If a country doesn't happen to have a confluence of political interests which line up in favor of action, it may be possible to use diplomacy. Hans Morgenthau describes the three elements of diplomacy - how to get another country to do what you want - as persuasion, compromise, and threats. (Machiavelli's History of Florence: "It is customary with those who wish to obtain a favor, to make use either of prayers, presents, or threats, that pity, convenience, or fear, may induce a compliance with their requests.")

For example, William Nordhaus's most recent proposal is a climate club, giving reluctant countries a direct incentive to act based on tariffs.

In addition, my guess is that whenever there's an extreme weather event, people will put a great deal of pressure on their own government to do something.

A major non-governmental factor is the environmental movement.
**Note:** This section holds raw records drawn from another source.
PR #596, opened 2019-06-24
MINIFICPP-925 - Fix TailFile hang on long lines

bakaid:

### For all changes:
     in the commit message?

### For code changes:

### Note:


libminifi/include/core/ProcessSession.h
```diff
@@ -109,8 +109,8 @@ class ProcessSession : public ReferenceContainer {
    */
   void importFrom(io::DataStream &stream, const std::shared_ptr<core::FlowFile> &flow);
   // import from the data source.
-  void import(std::string source, const std::shared_ptr<core::FlowFile> &flow, bool keepSource = true, uint64_t offset = 0);
-  void import(std::string source, std::vector<std::shared_ptr<FlowFileRecord>> &flows, bool keepSource, uint64_t offset, char inputDelimiter);
```
phrocker: You're changing the contract. We will need to keep the (...bool,uint64_t,char) variant.

phrocker: adding variants is not an issue, though.

libminifi/src/core/ProcessSession.cpp
```diff
@@ -537,63 +534,82 @@ void ProcessSession::import(std::string source, const std::shared_ptr<core::Flow
...
+  std::vector<uint8_t> buffer(getpagesize());
   try {
-    // Open the input file and seek to the appropriate location.
-    std::ifstream input;
-    logger_->log_debug("Opening %s", source);
-    input.open(source.c_str(), std::fstream::in | std::fstream::binary);
-    if (input.is_open() && input.good()) {
-      if (offset != 0) {
+    try {
+      std::ifstream input;
```
phrocker: is this a change in the spacing? Did you apply the linter?

libminifi/src/utils/StringUtils.cpp
```diff
@@ -0,0 +1,162 @@
+/**
```
phrocker: -1 on this change. Had issues linking on arm devices with changes like these. It's like a cmake issue, but let's not make any structural changes, especially in PRs.

extensions/standard-processors/processors/LogAttribute.cpp
```diff
@@ -137,33 +137,32 @@ void LogAttribute::onTrigger(const std::shared_ptr<core::ProcessContext> &contex
       message << "\n" << "Payload:" << "\n";
       ReadCallback callback(flow->getSize());
```
phrocker: this doesn't seem related to this PR.

extensions/standard-processors/processors/HashContent.h
```diff
@@ -72,7 +64,7 @@ namespace {
     if (ret_val.second > 0) {
       unsigned char digest[MD5_DIGEST_LENGTH];
       MD5_Final(digest, &context);
-      ret_val.first = digestToString(digest, MD5_DIGEST_LENGTH);
+      ret_val.first = utils::StringUtils::to_hex(digest, MD5_DIGEST_LENGTH, true /*uppercase*/);
```
phrocker: ditto here, too. If you wish submit the to_hex pr changing variants let's get that as a separate PR so we can accurately prioritize its review. Thanks!

libminifi/src/utils/StringUtils.cpp
phrocker: Actually, this looks a little different and may not have the same linking issues but I'm -1 on this in this PR. Can you submit this into a separate PR so it can be prioritized whether we should include this into this release?

libminifi/src/core/ProcessSession.cpp
```diff
@@ -606,33 +622,28 @@ void ProcessSession::import(std::string source, std::vector<std::shared_ptr<Flow
...
-      throw Exception(FILE_OPERATION_EXCEPTION, "File Import Error");
+    } catch (std::exception &exception) {
+      logger_->log_debug("Caught Exception %s", exception.what());
+      throw;
+    } catch (...) {
+      logger_->log_debug("Caught Exception during process session write");
+      throw;
     }
-  } catch (std::exception &exception) {
-    if (flowFile && flowFile->getResourceClaim() == claim) {
```
phrocker: What was the purpose for removing these? We typically want to decrease ownership count in the face of an exception.

libminifi/include/utils/StringUtils.h
```diff
@@ -234,30 +138,139 @@ class StringUtils {
...
-      return a.first > b.first;
-    });
+  /**
+   * Hexencodes bytes and writes the result to hex
+   * @param hex the output buffer where the hexencoded string will be written. Must be at least length * 2 bytes long.
+   * @param data the bytes to be hexencoded
+   * @param length the length of data. Must not be larger than std::numeric_limits<size_t>::max()
+   * @param uppercase whether the hexencoded string should be upper case
+   */
+  inline static void to_hex(char* hex, const uint8_t* data, size_t length, bool uppercase) {
```
phrocker: I like this piece of code, but what was the impetus for this in this particular PR? I don't see it used in process session or tail file, so I must have missed where it was needed for this PR. This seems like self effacing code. What benefit does this provide over stringstream?

phrocker: When I evaluate necessity it's mostly to know if this is a piece of code that's absolutely needed for 0.7.0 or if it's something that can wait...

extensions/standard-processors/processors/HashContent.h
```diff
@@ -38,21 +38,13 @@
...
 #include "core/Resource.h"
 #include "io/BaseStream.h"
+#include "utils/StringUtils.h"
 
 using HashReturnType = std::pair<std::string, int64_t>;
 
 namespace {
 #define HASH_BUFFER_SIZE 16384
 
-  std::string digestToString(const unsigned char * const digest, size_t size) {
```
phrocker: is there validation to ensure this produces the exact same expected output?

extensions/standard-processors/processors/LogAttribute.cpp
```diff
@@ -137,33 +137,32 @@ void LogAttribute::onTrigger(const std::shared_ptr<core::ProcessContext> &contex
...
+    } else {
+      message << "\n";
     }
-    message << "\n" << dashLine;
+    message << dashLine;
     std::string output = message.str();
 
     switch (level) {
       case LogAttrLevelInfo:
-        logger_->log_info("%s", output);
```
phrocker: let's revert these.

extensions/standard-processors/processors/LogAttribute.h
```diff
@@ -90,26 +90,19 @@ class LogAttribute : public core::Processor {
...
-      ret = stream->read(buffer_, buffer_size_);
-      if (!stream)
-        read_size_ = stream->getSize();
-      else
-        read_size_ = buffer_size_;
-      return ret;
+      if (buffer_.size() == 0U) {
+        return 0U;
+      }
+      int ret = stream->read(buffer_.data(), buffer_.size());
```
phrocker: Am I misunderstanding something? Less data is read from the stream therefore we throw an error? The contract for the streams, I believe, returns the size read and the input size isn't reflective of an error condition.

extensions/standard-processors/tests/integration/TailFileCronTest.cpp
```diff
@@ -73,7 +73,7 @@ class TailFileTestHarness : public IntegrationBase {
   virtual void runAssertions() {
     assert(LogTestController::getInstance().contains("5 flowfiles were received from TailFile input") == true);
     assert(LogTestController::getInstance().contains("Looking for delimiter 0xA") == true);
-    assert(LogTestController::getInstance().contains("li\\ne5") == true);
+    assert(LogTestController::getInstance().contains(utils::StringUtils::to_hex("li\\ne5")) == true);
```
phrocker: Was that test assertion looking for a non-delimited line?

extensions/standard-processors/tests/unit/TailFileTests.cpp
```diff
@@ -105,12 +111,127 @@ TEST_CASE("TailFileWithOutDelimiter", "[tailfiletest2]") {
...
+  // Delete the test and state file.
+  remove(TMP_FILE);
+  remove(STATE_FILE);
+}
+
+TEST_CASE("TailFileLongWithDelimiter", "[tailfiletest2]") {
+  std::string line1("foo");
+  std::string line2(8050, 0);
+  std::mt19937 gen(std::random_device { }());
+  std::generate_n(line2.begin(), line2.size(), [&]() -> char {
```
phrocker: can we not do something like this: https://stackoverflow.com/a/440240 

and add it to the test library negating our need for hex conversion? I may be missing something here.

extensions/standard-processors/processors/TailFile.cpp
```diff
@@ -66,7 +66,8 @@ core::Property TailFile::StateFile("State File", "Specifies the file that should
                                    " what data has been ingested so that upon restart NiFi can resume from where it left off",
                                    "TailFileState");
 core::Property TailFile::Delimiter("Input Delimiter", "Specifies the character that should be used for delimiting the data being tailed"
```
phrocker: If a delimiter isn't specified we should consider this an error if we're using a delimiter mode. If size is being used we can have that specified and make this property an error condition. we should separate those ideologies entirely.

extensions/standard-processors/processors/LogAttribute.cpp
```diff
@@ -137,33 +137,32 @@ void LogAttribute::onTrigger(const std::shared_ptr<core::ProcessContext> &contex
...
-      for (unsigned int i = 0, j = 0; i < callback.read_size_; i++) {
-        message << std::hex << callback.buffer_[i];
-        j++;
-        if (j == 80) {
-          message << '\n';
-          j = 0;
-        }
+
+      auto payload_hex = utils::StringUtils::to_hex(callback.buffer_.data(), callback.buffer_.size());
+      for (size_t i = 0; i < payload_hex.size(); i += 80) {
```
phrocker: Isn't this potentially missing a partial line?

extensions/standard-processors/processors/LogAttribute.h
```diff
@@ -90,26 +90,19 @@ class LogAttribute : public core::Processor {
...
+      if (ret != buffer_.size()) {
+        throw std::exception();
+      }
+      return buffer_.size();
     }
-    uint8_t *buffer_;
-    uint64_t buffer_size_;
-    uint64_t read_size_;
+    std::vector<uint8_t> buffer_;
```
phrocker: Thank you for making this change...

libminifi/src/core/ProcessSession.cpp
bakaid: GitHub's diff is really hard to read properly, but this is not a spacing change, it is a new try-catch block.
Along with the change in the catch blocks, this is to eliminate a code duplication. (We log the errors separately for std::exception and other exceptions, then rethrow the exception and decrement the claim refcounter).

libminifi/src/utils/StringUtils.cpp
bakaid: A cpp file was created because constexpr static members were added to the StringUtils class which necessitated it.
Because it was created I made the trivial change of moving the functions I could to the cpp file, but that is not necessary.

libminifi/src/core/ProcessSession.cpp
bakaid: I did not remove it, I have deduplicated it. See the comment above.

libminifi/src/core/ProcessSession.cpp
phrocker: Ah, so the behavior of decrementing ( I think I have a comment elsewhere ) is maintained? if so you can ignore that comment. Thanks!

extensions/standard-processors/processors/HashContent.h
bakaid: Yes, both in exizsting known answer tests in https://github.com/apache/nifi-minifi-cpp/blob/master/extensions/standard-processors/tests/unit/HashContentTest.cpp#L50 and there are unit tests for uppercase hexencoding in this PR.

extensions/standard-processors/tests/unit/TailFileTests.cpp
bakaid: The result of my code is very similar to the code you have linked, as it generates a string of printable characters for ASCII 32 to 126, therefore this particular instance does not necessitate hex conversion.
I will write a global comment explaining the process and rational behind the changes in this PR, hopefully that will clear things up.

libminifi/include/utils/StringUtils.h
```diff
@@ -108,108 +101,19 @@ class StringUtils {
...
-        break;
-      }
-      auto next = std::find_if(curr, end, is_func);
-      result.push_back(std::string(curr, next));
-      curr = next;
-    }
-
-    return result;
-  }
+  static std::vector<std::string> split(const std::string &str, const std::string &delimiter);
```
phrocker: Going back through this I love some of these changes and would prefer they be split into 3 PRs so that we can isolate their risk to separate commits and deal with their priority independently if you don't disagree.

extensions/standard-processors/processors/LogAttribute.cpp
bakaid: Why would it? std::string::substr will take as much as it can, even if the specified length is larger than what remains.
If the string is 40 bytes long, it will run one iteration and create a line of 40 bytes.
If the string is 80 bytes long, it will run one iteration and create a line of 80 bytes.
If the string is 120 bytes long, it will run two iterations, creating a line of 80 bytes, and a line of 40 bytes from offset 80.

phrocker: Sorry I was referring to both interpretations -- but misread the conditional in full view about the max size of the FF and thought it would only log the first MB, but it looks like it only logs flow files < 1 MB  -- which while not clear from the options is at least a sensical line in the sand.

libminifi/src/utils/StringUtils.cpp
phrocker: Ah yeah, totally makes sense, thanks for explaining that!

libminifi/test/pcap-tests/CMakeLists.txt
```diff
@@ -29,17 +29,17 @@ FOREACH(testfile ${PCAP_TESTS})
   	target_include_directories(${testfilename} PRIVATE BEFORE "${CMAKE_BINARY_DIR}/extensions/pcap/pcap++/Dist/header/")
     createTests("${testfilename}")
     if(APPLE)    
-    	target_link_libraries ("${testfilename}" -Wl,-all_load minifi-pcap )
```
phrocker: Good catch! Thanks for making this change!

libminifi/test/unit/StringUtilsTests.cpp
```diff
@@ -93,3 +93,49 @@ TEST_CASE("TestStringUtils::testEnv5", "[test split classname]") {
...
+  REQUIRE(std::string({0x00, 0x01, 0x02, 0x03,
+                       0x04, 0x05, 0x06, 0x07,
+                       0x08, 0x09, 0x0a, 0x0b,
+                       0x0c, 0x0d, 0x0e, 0x0f}) == StringUtils::from_hex("000102030405060708090a0b0c0d0e0f"));
+  REQUIRE(std::string({0x00, 0x01, 0x02, 0x03,
+                       0x04, 0x05, 0x06, 0x07,
+                       0x08, 0x09, 0x0a, 0x0b,
+                       0x0c, 0x0d, 0x0e, 0x0f}) == StringUtils::from_hex("000102030405060708090A0B0C0D0E0F"));
+  try {
+    StringUtils::from_hex("666f6f62617");
```
phrocker: great tests!

libminifi/src/utils/StringUtils.cpp
```diff
@@ -0,0 +1,162 @@
...
+    source_string.replace(lastFound, from_string.size(), to_string);
+    loc = lastFound + to_string.size();
+  }
+  return source_string;
+}
+
+std::string StringUtils::replaceMap(std::string source_string, const std::map<std::string, std::string> &replace_map) {
+  auto result_string = source_string;
+
+  std::vector<std::pair<size_t, std::pair<size_t, std::string>>> replacements;
```
phrocker: this can be shortened and improved. I know you didn't do it ( for all I know I could have done it ), but seeing it here highlights that so thanks!

libminifi/src/utils/StringUtils.cpp
```diff
@@ -0,0 +1,162 @@
...
+        exit(1);
+      case EXCEPT:
+        throw ofr;
+    }
+  }
+
+  return true;
+}
+
+std::string StringUtils::replaceEnvironmentVariables(std::string& original_string) {
```
phrocker: I've always wondered why this is in StringUtils. I probably put it here...but I'm not sure it fits. Making these changes helps highlight this, Thanks!

extensions/standard-processors/tests/unit/TailFileTests.cpp
phrocker: Thank you!

extensions/standard-processors/processors/HashContent.h
phrocker: Thank you!

bakaid:
@phrocker thanks for reviewing this PR.
First of all, I would be more than happy to split this into multiple commits (or PRs), and I am open to postponing merging some of them after 0.7.0, if it is necessary or safer.
Let me explain the rationale behind this PR, and why are these changes included.
First, I created a fix for the buggy behaviour of the delimiting mode of TailFile. As I started to write tests for the fixed behaviour, I used the existing tests as a base, that build a TailFile - LogAttribute pipeline, with LogAttribute configured to log the payload, and using the logged payload to check the delimited content.
Unfortunately, new tests that used long lines (required to test the fixed behaviour of lines longer than 4095 bytes) did not work.
I found that was because LogAttribute was buggy.
First of all, even though it self-imposed a 1 MB limit for FlowFiles to log, in reality it could not log nearly as much, because our formatted logging uses a 1024 byte long buffer to format the log message. Therefore, the content logging is truncated. Hence this fix using the non-formatted logging path of a single c_str, which does not have such limits (and could potentially be a bad idea because of the possibility of a later change which would interpret even standalone strings as printf format strings in the log pipeline, opening the possibility of a printf format string injection, but I will follow up on that later).
The other issue I found was that while LogAttribute tried to hex encode the payload, it failed to do so.
It tried to use
message << std::hex << callback.buffer_[i];
which is ineffective, because uint8_t will be promoted to a char, and will be printed as a char, instead of interpreted as an integer to be printed in its hexadecimal form.
The proper way to hex encode a string using ostreams is
os << std::hex << std::setfill('0') << std::setw(2) << (int) b;
Which can be found in multiple instances of the code, but unfortunately not here.
But I think that the original intent is the correct one. FlowFiles are potentially non-textual, therefore they should be encoded before logging them to avoid logging non-printable characters. (Or it could be a configuration option, or we could detect whether a FlowFile is textual, but as a generic case, hex encoding them is the most straightforward way).
As an added bonus the payload is encoded, therefore there is no possibility of a format string injection attack.
As to why I did not simply duplicate the usual hex encoding code to this instance: I thought about how we could avoid such mistakes in the future, and I thought the best way would be to a create a single, tested hex encoder and decoder utility and use it everywhere. As it was a quick thing to do, I thought it would be worth to do it.
If we do not want to include this in 0.7.0, that is OK, because it is not necessary: I can rewrite the tests to use PutFile and avoid using LogAttribute entirely. However, I do not think it is superfluous: it is fixing a bug, and making it possible to avoid other bugs in the future.

libminifi/src/core/ProcessSession.cpp
phrocker: The view is very difficult to see how things are impacted, thank you for taking the time to explain it above.

phrocker:
@bakaid There are multiple issues there. The preference for larger log statements is to use the LOG* variants 
`logging::LOG_DEBUG(logger_) <<  "Setting " << std::hex <<  max_work_queue_size << " as the max queue size for " << name;
          logging::LOG_DEBUG(logger_) <<  "Setting " << max_work_queue_size << " as the max queue size for " << name;

`
Btw the 1 MB limitation is a NiFi holdover.

extensions/standard-processors/processors/LogAttribute.cpp
bakaid: As I wrote in the global comment, this is a fix for the truncation issue. An another way to solve that would be to either enlarge the log format buffer size, or use a dynamic reallocation approach in it, but this seemed a less disruptive way to fix the bug.

phrocker: okay I'll take a look at that global comment a little closer later. Thanks for taking the time to write that!

extensions/standard-processors/processors/TailFile.cpp
bakaid: I agree, I just did not want to include that in this PR, because that would modify the behaviour of the processor in a way that could not be made backward-compatible with default values.
Currently empty Delimiter means size-based without a size limit, and a non-empty Delimiter means delimiter mode.
If we add a mode property, and make the default of that property the delimiter mode, we would be backward-compatible with the current delimiter mode, but break the non-delimiter mode.
If the default of that property is size-based mode, and the default size is 0 (unlimited), we keep compatibility with the non-delimiter mode, but break compatibility with the delimiter mode.
I think it is a necessary move to make, but I do not know how such a change (that would require configuration changes on update) can be made.

libminifi/include/core/ProcessSession.h
bakaid: You are right, as this change would break API, and should not be made.
However I would prefer to eventually move to this variant, as removing the file in this case does not make much sense (we are reading "lines" and if there is a partial line at the end of the file, it is not ingested, and removing the file would cause data loss). By the way, we do not use this any other way than keeping the file.

bakaid:
@phrocker I didn't know that LOG_DEBUG existed, it is obviously the better solution, I will rewrite the PR to use that.
I will rebase, solve conflicts, clean up the code, test and then submit it.
Thank you!

libminifi/test/pcap-tests/CMakeLists.txt
bakaid: Thanks. The pcap tests no compile, but still not succeed my macOS, but I will open a ticket for that.

libminifi/test/unit/StringUtilsTests.cpp
bakaid: Thank you!

libminifi/test/pcap-tests/CMakeLists.txt
phrocker: Did you run them as root?

bakaid: Yes, I did, it fails on the `assert(LogTestController::getInstance().contains("Accepting ") == true && LogTestController::getInstance().contains("because it matches .*") );` assertion.

phrocker: Not surprised, that processor is mostly abandoned and will hopefully be removed in upcoming releases.

extensions/standard-processors/processors/LogAttribute.h
bakaid: @phrocker To be honest, I am not sure what the contract really is in these cases. I could not find relevant comments or documentation, so I am basing my understanding on the usages I have seen and the implementation of ContentRepositories, ResourceClaim and BaseStream.
What this implementation did before I changed it was the following: it requested the size of the FlowFile and created a ReadCallback with a buffer size equal to the FlowFile's size.
This ReadCallback is then passed to ProcessSession::read which gets a BaseStream from the ContentRepository for the ResourceClaim owned by the FlowFile. It then passes this BaseStream to the ReadCallback's process function where we are currently.
The old implementation then read at most buffer_size_ (so the FlowFile's size) bytes from this stream.
**It then checked whether the stream (which is a shared_ptr) was null, right after it dereferenced it and called a function on it!**
If this code path could have ever been reached (which it couldn't have been, because we would have gotten a SIGSEGV before that), it would have set the read_size_ to the size of the stream, ignoring the return value of the read operation on the stream.
Otherwise (so in every case), it just sets the read_size_ to buffer_size_ (again, ignoring the size returned by read), which is, in fact, the FlowFile's size.
So this ReadCallback could only ever have worked, if we could indeed read all data in one read operation from the stream provided by the ContentRepository. And this is what I think the contract is, and this is how I have seen it used throughout the code. (We assume that in this case read will return all data, and not just partial data).
My implementation just cleans up this logic adds an extra check to see whether this contract is really held true.

bakaid:
@phrocker I have updated the PR as discussed. I would like to run some manual checks before merging though.
Please also see my new comment at LogAttribute::ReadCallback

extensions/standard-processors/processors/LogAttribute.h
phrocker: I don't think that's a correct interpretation of the contract. The null dereference is bad, but my focus is continuation of the same positive path behavior. My opinion is that this should be chunking and checking return size. The fact that the constructor accepts the size doesn't make a lot of sense. We should choose a smaller size and chunk it ( which the contract does support even if it isn't evident ) or be safe and continue reading until -1 or 0 are met.

-1 returning rolls back, but when that exception is caught the same will be done so the change isn't great. The only change is that a partial read ( which the contract doesn't prohibit ). I'll have to think about this general change and the impact and realistic possibility it may occur.

phrocker: Let's leave my comment at this since this is what I mostly care about: I don't mind the change in behavior ( exhibited or theoretical ) -- but can you add a log statement to show how many bytes were read vs requested? 

This processor is used chiefly as a debug tool. Notwithstanding the issues you resolved, if the number of bytes read != stream, I think the user would want to know about that and it may help us triage a potential problem in a repo or on disk. That would mean the flow file size does not match the content size -- and I don't know if that would come across very well even with the code that exists in master.

bakaid: I agree with you that chucking is generally a better solution for this, if for nothing else than for the lower memory requirement. In this case, because we are only dealing with streams no larger than 1 MB, this benefit is not that pronounced.

I think adding the log you mentioned is a good idea, I don't know why I didn't do it, I will do now.

Just to make sure that I have correct understanding: we expect that we will be able to read exactly as many bytes from the stream as flow_file->getSize() returns (let it be in one piece or in chunks). And if that is not the case, it means there is a bug somewhere.

bakaid:
@phrocker I have added new review fixes and ran some manual tests.
Tailing long lines now works, but the processor does not work after restored from its state, but that is a problem on master as well: https://issues.apache.org/jira/browse/MINIFICPP-937

libminifi/include/utils/StringUtils.h
```diff
@@ -347,6 +227,139 @@ class StringUtils {
...
+        if (found_first_nibble) {
+          data[(*data_length)++] = n1 << 4 | n;
+          found_first_nibble = false;
+        } else {
+          n1 = n;
+          found_first_nibble = true;
+        }
+      }
+    }
+    if (found_first_nibble) {
```
arpadboda: Simply return this? :)

libminifi/include/utils/StringUtils.h
```diff
@@ -347,6 +227,139 @@ class StringUtils {
...
+  }
+
+  /**
+   * Hexdecodes a string
+   * @param hex the hexencoded string
+   * @param hex_length the length of hex
+   * @return the vector containing the hexdecoded bytes
+   */
+  inline static std::vector<uint8_t> from_hex(const char* hex, size_t hex_length) {
+    std::vector<uint8_t> decoded(hex_length / 2);
```
arpadboda: Sure?
If hex_length is odd, this buffer becomes too small by the division. 
I know that the scenario is odd, too.

bakaid: If the hex_length is odd (and does not contain any filler characters), then the encoding is invalid (there will be an incomplete byte). In this case the above from_hex function will not assemble and write this byte to the buffer and returns with false instead, so there is no buffer overflow.
There is also a test case specifically for this.

extensions/standard-processors/processors/LogAttribute.h
```diff
@@ -89,27 +89,23 @@ class LogAttribute : public core::Processor {
...
-      else
-        read_size_ = buffer_size_;
-      return ret;
+      if (buffer_.size() == 0U) {
+        return 0U;
+      }
+      int ret = stream->read(buffer_.data(), buffer_.size());
+      if (ret != buffer_.size()) {
+        logger_->log_error("%zu bytes were requested from the stream but %d bytes were read. Rolling back.", buffer_.size(), ret);
+        throw std::exception();
```
arpadboda: Is this the most appropriate exception we can throw?

libminifi/include/core/ProcessSession.h
```diff
@@ -111,6 +111,7 @@ class ProcessSession : public ReferenceContainer {
   // import from the data source.
   void import(std::string source, const std::shared_ptr<core::FlowFile> &flow, bool keepSource = true, uint64_t offset = 0);
   void import(std::string source, std::vector<std::shared_ptr<FlowFileRecord>> &flows, bool keepSource, uint64_t offset, char inputDelimiter);
```
arpadboda: If I remember well this is only used by tailfile.

Removing would be a breaking change, but I guess deprecation is ok as it becomes unreferenced.

libminifi/include/utils/StringUtils.h
arpadboda: Okay, thanks!

libminifi/include/utils/StringUtils.h
bakaid: I think the current version it is more readable than `return !found_first_nibble;`
This way it checks for an error (there is a nibble at the end without a pair), and at the end of function returns with true.
The consolidated return statement would be harder to understand at the first glance.

libminifi/include/core/ProcessSession.h
bakaid: I agree that it should deprecated, but I am not sure what you specifically mean by that. Do we have a process for marking functions deprecated?

extensions/standard-processors/processors/LogAttribute.h
bakaid: Fair point, I have added a better exception.

libminifi/include/core/ProcessSession.h
bakaid: I have added the DEPRECATED macro to MiNiFi.

arpadboda:
Going to merge this later, after CI executions complete and pass.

On the one hand, environmentalists have raised awareness of climate change, putting pressure on governments to act, and the Sierra Club has been leading a successful campaign to shut down coal-fired power plants for economic reasons. On the other hand, environmentalists are often criticized for attacking supply-side projects, like the Keystone XL pipeline, rather than trying to push for more abstract demand-side policies like carbon pricing. David Roberts explains the logic: it's simply easier to get people in the streets to protest against a pipeline. "It is true that each individual fossil fuel project is only a tiny contributor to the totality of climate change. But the industry as a whole is a high-functioning, high-earning, high-influence death machine that is driving civilization toward disaster, knowingly so. Some sand has got to be thrown in the fucking gears." In some ways that feels like giving up on policies like carbon pricing, and resorting to targeting a scapegoat for its symbolic value.

If the multilateral, cooperative, orderly approach doesn't work out, the emergency fallback is geo-engineering.